*** DATASET ***

PR #2877, opened 2023-05-02
Add initial version of HDF5 API tests

jhendersonHDF:


test/API/CMake/CheckAsan.cmake
```diff
@@ -0,0 +1,37 @@
+set(ASAN_FLAG "-fsanitize=address")
```
byrnHDF, line 1: Isn't this a duplicate of cmake/sanitizer/sanitizers.cmake?

test/API/CMake/CheckUbsan.cmake
```diff
@@ -0,0 +1,37 @@
+set(UBSAN_FLAG "-fsanitize=undefined")
```
byrnHDF, line 1: This too, it would be better to augment saniitzers.cmake for an special settings based on the HDF5_TEST_API value.

test/API/CMakeLists.txt
```diff
@@ -0,0 +1,314 @@
+# Copyright by The HDF Group.
```
byrnHDF, line 1: It may be debatable, but for consistency we include the following lines at the top of CMakeLists.txt:
cmake_minimum_required (VERSION 3.18)
project (HDF5_XXXX C)

test/API/CMake/CheckAsan.cmake
jhendersonHDF: More or less, yes. Asan and Ubsan were used in the external VOL tests repo during testing.

test/API/CMakeLists.txt
```diff
@@ -0,0 +1,314 @@
...
+# the COPYING file, which can be found at the root of the source code
+# distribution tree, or in https://www.hdfgroup.org/licenses.
+# If you do not have access to either file, you may request a copy from
+# help@hdfgroup.org.
+#
+
+#------------------------------------------------------------------------------
+# Set module path
+#------------------------------------------------------------------------------
+set(HDF5_TEST_API_CMAKE_MODULE_PATH "${CMAKE_CURRENT_SOURCE_DIR}/CMake")
```
byrnHDF, line 15: These would go away if the those macros were merged with sanitizers.cmake

test/API/CMakeLists.txt
```diff
@@ -0,0 +1,314 @@
...
+set(CMAKE_MODULE_PATH ${CMAKE_MODULE_PATH} ${HDF5_TEST_API_CMAKE_MODULE_PATH})
+
+# TODO: probably not necessary
+#------------------------------------------------------------------------------
+# Setup CMake Environment
+#------------------------------------------------------------------------------
+if (WIN32)
+  message("The HDF5 API test suite is currently not supported on this platform." FATAL_ERROR)
```
byrnHDF, line 23: Shouldn't this be in root CMakeLists.txt so that the option could be disabled instead of halting the build?

test/API/CMakeLists.txt
jhendersonHDF: The VOL tests used to be a separate project and had its own set of these (though note the minimum there was only 2.8 I think), but as part of the library this would just fall under the umbrella of test/CMakeLists. It could be a separate project, but it doesn't seem like that really buys us anything.

test/API/CMakeLists.txt
```diff
@@ -0,0 +1,314 @@
...
+endif ()
+
+#------------------------------------------------------------------------------
+# Setup testing configuration file
+#------------------------------------------------------------------------------
+if (HDF5_TEST_PARALLEL)
```
byrnHDF, line 29: Why the duplication?

test/API/CMakeLists.txt
```diff
@@ -0,0 +1,314 @@
...
+  set (HDF5_TEST_API_HAVE_PARALLEL 1)
+endif ()
+if (HDF5_TEST_API_ENABLE_ASYNC)
+  set (H5_API_TEST_HAVE_ASYNC 1)
+endif ()
+
+configure_file(
```
byrnHDF, line 36: @ONLY not needed?

test/API/CMakeLists.txt
```diff
@@ -0,0 +1,314 @@
...
+#------------------------------------------------------------------------------
+
+# Ported HDF5 tests
+set (HDF5_API_TESTS_EXTRA
+  testhdf5
+)
+
+# List of files generated by the HDF5 API tests which
+# should be cleaned up in case the test failed to remove
+# them
```
byrnHDF, line 59: We usually separate test handling into a CMakeTests.cmake file that is included

test/API/README.md
```diff
@@ -0,0 +1,86 @@
+# HDF5 API Tests
+
+This directory contains several test applications that exercise [HDF5](https://github.com/HDFGroup/hdf5)'s
+public API and serve as regression tests for HDF5 [VOL Connectors](https://portal.hdfgroup.org/display/HDF5/Virtual+Object+Layer).
+
+## Build Process and options
+
+These HDF5 API tests are enabled and built by default, but can be disabled if desired.
```
byrnHDF, line 8: disabled by default?

test/API/README.md
```diff
@@ -0,0 +1,86 @@
...
+option should be edited to point to the server executable that the driver program should attempt
+to launch before running the API tests.
+
+### Autotools
+
+Currently unsupported
+
+### Usage
+
+These API tests currently only support usage with HDF5 VOL connectors that can be loaded dynamically
```
byrnHDF, line 42: So does HDF5_TEST_API depend on a VOL optopn being enabled? Then that option should guard HDF5_TEST_API in root CMakeLists.txt

test/API/driver/CMakeLists.txt
```diff
@@ -0,0 +1,17 @@
+cmake_minimum_required(VERSION 2.8.12.2 FATAL_ERROR)
```
byrnHDF, line 1: minimum is 3.18 now

test/API/driver/CMakeLists.txt
```diff
@@ -0,0 +1,17 @@
...
+project(H5_API_TEST_DRIVER CXX)
+
+include(CheckAsan)
+include(CheckUbsan)
+
+set(CMAKE_CXX_STANDARD 11)
+
+set(KWSYS_NAMESPACE h5_api_test_sys)
```
byrnHDF, line 9: kwsys!  This should be in a FetchContent call not copied into here.

test/API/driver/CMakeLists.txt
```diff
@@ -0,0 +1,17 @@
+cmake_minimum_required(VERSION 2.8.12.2 FATAL_ERROR)
+project(H5_API_TEST_DRIVER CXX)
```
byrnHDF, line 2: This has a language requirement for C++ -  another guard for the root/CMakeLists.txt option.

test/CMakeLists.txt
```diff
@@ -395,6 +395,24 @@ if (HDF5_BUILD_UTILS)
   set (H5_TESTS ${H5_TESTS} mirror_vfd)
 endif ()
 
+set (HDF5_API_TESTS
```
byrnHDF, line 398: This should be in a separate CMakeAPITests.cmake file that can be guarded by the option value.

testpar/API/CMakeLists.txt
```diff
@@ -0,0 +1,279 @@
+# Copyright by The HDF Group.
```
byrnHDF, line 1: Same issues as test/API file

byrnHDF (changes requested):
Changes needed after merge.

test/API/README.md
jhendersonHDF: There's going to be some weirdness because the intention was that they would be enabled by default. However, since this is close to a release, they've been temporarily disabled by default.

test/API/CMakeLists.txt
jhendersonHDF: Yes though at this point I don't know that the check is needed in the first place. There shouldn't be an issue with building and running these test on Windows, though it hasn't been tested.

test/API/CMakeLists.txt
jhendersonHDF: Duplication? This is just adding parallel-related defines when configuring the single configuration file used by the tests

test/API/CMakeLists.txt
jhendersonHDF: Probably not, but it shouldn't hurt to add in this case

test/API/CMakeLists.txt
jhendersonHDF: Personally I feel that just makes it harder to find things, but these can be separate that way as well

test/API/driver/CMakeLists.txt
jhendersonHDF: Right but seeing as this is Kitware's system library, our minimum doesn't exactly apply across everything. Though as noted below FetchContent could be used rather than having the driver in place. It was a topic of discussion that still needed to take place because it was unclear how to handle the test driver code.

test/CMakeLists.txt
jhendersonHDF: I would think it would be just as simple to guard the option here rather than creating yet another file just for these tests. These tests aren't particularly special and should be run with the native VOL connector as well.

test/API/README.md
jhendersonHDF: An issue of documentation with the difference between being in the library after being external. These tests should also get run against the native VOL connector, but their primary purpose is being available for use with external VOL connectors.

CMakeLists.txt
```diff
@@ -958,6 +961,25 @@ if (BUILD_TESTING)
   math (EXPR CTEST_LONG_TIMEOUT "${DART_TESTING_TIMEOUT} * 2")
   math (EXPR CTEST_VERY_LONG_TIMEOUT "${DART_TESTING_TIMEOUT} * 3")
 
+  option (HDF5_TEST_API "Execute HDF5 API tests" OFF)
```
brtnfld, line 964: You should be more explicit about this being for VOL developers (experts, advanced users), etc...

byrnHDF (approved):

derobins (approved):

*** End of DATASET ***

§ **TASK**
What is needed is an exact transcription of every entry.

§ **TASK ANSWER**
PR #2877, opened 2023-05-02
Add initial version of HDF5 API tests

jhendersonHDF:


test/API/CMake/CheckAsan.cmake
```diff
@@ -0,0 +1,37 @@
+set(ASAN_FLAG "-fsanitize=address")
```
byrnHDF, line 1: Isn't this a duplicate of cmake/sanitizer/sanitizers.cmake?

test/API/CMake/CheckUbsan.cmake
```diff
@@ -0,0 +1,37 @@
+set(UBSAN_FLAG "-fsanitize=undefined")
```
byrnHDF, line 1: This too, it would be better to augment saniitzers.cmake for an special settings based on the HDF5_TEST_API value.

test/API/CMakeLists.txt
```diff
@@ -0,0 +1,314 @@
+# Copyright by The HDF Group.
```
byrnHDF, line 1: It may be debatable, but for consistency we include the following lines at the top of CMakeLists.txt:
cmake_minimum_required (VERSION 3.18)
project (HDF5_XXXX C)

test/API/CMake/CheckAsan.cmake
jhendersonHDF: More or less, yes. Asan and Ubsan were used in the external VOL tests repo during testing.

test/API/CMakeLists.txt
```diff
@@ -0,0 +1,314 @@
...
+# the COPYING file, which can be found at the root of the source code
+# distribution tree, or in https://www.hdfgroup.org/licenses.
+# If you do not have access to either file, you may request a copy from
+# help@hdfgroup.org.
+#
+
+#------------------------------------------------------------------------------
+# Set module path
+#------------------------------------------------------------------------------
+set(HDF5_TEST_API_CMAKE_MODULE_PATH "${CMAKE_CURRENT_SOURCE_DIR}/CMake")
```
byrnHDF, line 15: These would go away if the those macros were merged with sanitizers.cmake

test/API/CMakeLists.txt
```diff
@@ -0,0 +1,314 @@
...
+set(CMAKE_MODULE_PATH ${CMAKE_MODULE_PATH} ${HDF5_TEST_API_CMAKE_MODULE_PATH})
+
+# TODO: probably not necessary
+#------------------------------------------------------------------------------
+# Setup CMake Environment
+#------------------------------------------------------------------------------
+if (WIN32)
+  message("The HDF5 API test suite is currently not supported on this platform." FATAL_ERROR)
```
byrnHDF, line 23: Shouldn't this be in root CMakeLists.txt so that the option could be disabled instead of halting the build?

test/API/CMakeLists.txt
jhendersonHDF: The VOL tests used to be a separate project and had its own set of these (though note the minimum there was only 2.8 I think), but as part of the library this would just fall under the umbrella of test/CMakeLists. It could be a separate project, but it doesn't seem like that really buys us anything.

test/API/CMakeLists.txt
```diff
@@ -0,0 +1,314 @@
...
+endif ()
+
+#------------------------------------------------------------------------------
+# Setup testing configuration file
+#------------------------------------------------------------------------------
+if (HDF5_TEST_PARALLEL)
```
byrnHDF, line 29: Why the duplication?

test/API/CMakeLists.txt
```diff
@@ -0,0 +1,314 @@
...
+  set (HDF5_TEST_API_HAVE_PARALLEL 1)
+endif ()
+if (HDF5_TEST_API_ENABLE_ASYNC)
+  set (H5_API_TEST_HAVE_ASYNC 1)
+endif ()
+
+configure_file(
```
byrnHDF, line 36: @ONLY not needed?

test/API/CMakeLists.txt
```diff
@@ -0,0 +1,314 @@
...
+#------------------------------------------------------------------------------
+
+# Ported HDF5 tests
+set (HDF5_API_TESTS_EXTRA
+  testhdf5
+)
+
+# List of files generated by the HDF5 API tests which
+# should be cleaned up in case the test failed to remove
+# them
```
byrnHDF, line 59: We usually separate test handling into a CMakeTests.cmake file that is included

test/API/README.md
```diff
@@ -0,0 +1,86 @@
+# HDF5 API Tests
+
+This directory contains several test applications that exercise [HDF5](https://github.com/HDFGroup/hdf5)'s
+public API and serve as regression tests for HDF5 [VOL Connectors](https://portal.hdfgroup.org/display/HDF5/Virtual+Object+Layer).
+
+## Build Process and options
+
+These HDF5 API tests are enabled and built by default, but can be disabled if desired.
```
byrnHDF, line 8: disabled by default?

test/API/README.md
```diff
@@ -0,0 +1,86 @@
...
+option should be edited to point to the server executable that the driver program should attempt
+to launch before running the API tests.
+
+### Autotools
+
+Currently unsupported
+
+### Usage
+
+These API tests currently only support usage with HDF5 VOL connectors that can be loaded dynamically
```
byrnHDF, line 42: So does HDF5_TEST_API depend on a VOL optopn being enabled? Then that option should guard HDF5_TEST_API in root CMakeLists.txt

test/API/driver/CMakeLists.txt
```diff
@@ -0,0 +1,17 @@
+cmake_minimum_required(VERSION 2.8.12.2 FATAL_ERROR)
```
byrnHDF, line 1: minimum is 3.18 now

test/API/driver/CMakeLists.txt
```diff
@@ -0,0 +1,17 @@
...
+project(H5_API_TEST_DRIVER CXX)
+
+include(CheckAsan)
+include(CheckUbsan)
+
+set(CMAKE_CXX_STANDARD 11)
+
+set(KWSYS_NAMESPACE h5_api_test_sys)
```
byrnHDF, line 9: kwsys!  This should be in a FetchContent call not copied into here.

test/API/driver/CMakeLists.txt
```diff
@@ -0,0 +1,17 @@
+cmake_minimum_required(VERSION 2.8.12.2 FATAL_ERROR)
+project(H5_API_TEST_DRIVER CXX)
```
byrnHDF, line 2: This has a language requirement for C++ -  another guard for the root/CMakeLists.txt option.

test/CMakeLists.txt
```diff
@@ -395,6 +395,24 @@ if (HDF5_BUILD_UTILS)
   set (H5_TESTS ${H5_TESTS} mirror_vfd)
 endif ()
 
+set (HDF5_API_TESTS
```
byrnHDF, line 398: This should be in a separate CMakeAPITests.cmake file that can be guarded by the option value.

testpar/API/CMakeLists.txt
```diff
@@ -0,0 +1,279 @@
+# Copyright by The HDF Group.
```
byrnHDF, line 1: Same issues as test/API file

byrnHDF (changes requested):
Changes needed after merge.

test/API/README.md
jhendersonHDF: There's going to be some weirdness because the intention was that they would be enabled by default. However, since this is close to a release, they've been temporarily disabled by default.

test/API/CMakeLists.txt
jhendersonHDF: Yes though at this point I don't know that the check is needed in the first place. There shouldn't be an issue with building and running these test on Windows, though it hasn't been tested.

test/API/CMakeLists.txt
jhendersonHDF: Duplication? This is just adding parallel-related defines when configuring the single configuration file used by the tests

test/API/CMakeLists.txt
jhendersonHDF: Probably not, but it shouldn't hurt to add in this case

test/API/CMakeLists.txt
jhendersonHDF: Personally I feel that just makes it harder to find things, but these can be separate that way as well

test/API/driver/CMakeLists.txt
jhendersonHDF: Right but seeing as this is Kitware's system library, our minimum doesn't exactly apply across everything. Though as noted below FetchContent could be used rather than having the driver in place. It was a topic of discussion that still needed to take place because it was unclear how to handle the test driver code.

test/CMakeLists.txt
jhendersonHDF: I would think it would be just as simple to guard the option here rather than creating yet another file just for these tests. These tests aren't particularly special and should be run with the native VOL connector as well.

test/API/README.md
jhendersonHDF: An issue of documentation with the difference between being in the library after being external. These tests should also get run against the native VOL connector, but their primary purpose is being available for use with external VOL connectors.

CMakeLists.txt
```diff
@@ -958,6 +961,25 @@ if (BUILD_TESTING)
   math (EXPR CTEST_LONG_TIMEOUT "${DART_TESTING_TIMEOUT} * 2")
   math (EXPR CTEST_VERY_LONG_TIMEOUT "${DART_TESTING_TIMEOUT} * 3")
 
+  option (HDF5_TEST_API "Execute HDF5 API tests" OFF)
```
brtnfld, line 964: You should be more explicit about this being for VOL developers (experts, advanced users), etc...

byrnHDF (approved):

derobins (approved):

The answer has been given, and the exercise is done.